Ma c’è, nel Sabato Santo, la discesa di Gesù morto agli inferi: cioè (parlando in maniera molto semplice) la sua solidarietà nel non-tempo con coloro che sono persi per Dio. Per queste persone la loro scelta è definitiva: la scelta con cui hanno scelto il loro “io” invece dell’amore disinteressato di Dio.
In questa definitività (della morte) scende il Figlio; ma ora non agisce più in alcun modo: piuttosto, dalla croce sta invece destituendo ogni potere e iniziativa come il Puro Disponibile, l’Obbediente – ma in un’obbedienza umiliata fino a essere pura materia, l’obbedienza assolutamente cadaverica e incapace di qualsiasi gesto attivo di solidarietà, figuriamoci di “predicare” ai morti. È morto con i morti (ma per un amore definitivo e ultimo).
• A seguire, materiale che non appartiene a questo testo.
PR #100, opened 2022-01-05
Bind [return] instead

jdtsmith:
Binding to the key-code 13 (`C-m`) takes lower precedence than the vector key `[return]`. If a mode map bind the latter, `corfu-input` is not invoked by hitting Return when corfu is popped up.  See http://xahlee.info/emacs/emacs/emacs_key_notation_return_vs_RET.html.  

Try:

``` emacs-lisp
(local-set-key [return] (lambda () (interactive) (message "Overridden!")))
```

in `*scratch*` then use corfu there.


minad:
It is bad style to bind return because of this precedence issue. The modes which bind return should be fixed instead.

Ma è proprio così che egli disturba la solitudine assoluta a cui il peccatore aspira: il peccatore che vuole essere “dannato” da Dio ora riscopre Dio nella solitudine – ma questa volta riscopre Dio nell’assoluta impotenza dell’amore. Perché ora Dio si è messo in solidarietà con chi si è dannato, entrando nel non-tempo in un modo che non avremmo mai potuto prevedere. Il verso del salmo: “Se scendo nello Sheol, tu sei lì!” (Sal 139,8) riceve così un significato del tutto nuovo. E anche il grido di battaglia “Dio è morto” – quel diktat auto-affermativo del peccatore che ha chiuso la partita con Dio – acquista un significato tutto nuovo stabilito da Dio stesso.
La libertà creaturale è rispettata, ma è ancora superata da Dio alla fine della Passione e ancora una volta sottomessa (inferno profundior – per dirla con papa Gregorio Magno). Solo nell’assoluta debolezza Dio vuole fare a ogni libertà da lui creata il dono di un amore che irrompe dalle stesse prigioni e scioglie ogni costrizione: in solidarietà, dall’interno, con chi rifiuta ogni solidarietà (H.U. von Balthasar).
Dopo il dono di Dio vi fu la rinascita. Dopo la pazienza
dei sensi caddero tutte le giornate. Dopo l’inchiostro
di Cina rinacque un elefante: la gioia. Dopo della gioia
scese l’inferno dopo il paradiso il lupo nella tana. Dopo
l’infinito vi fu la giostra. Ma caddero i lumi e si rinfocillarono
le bestie, e la lana venne preparata e il lupo divorato.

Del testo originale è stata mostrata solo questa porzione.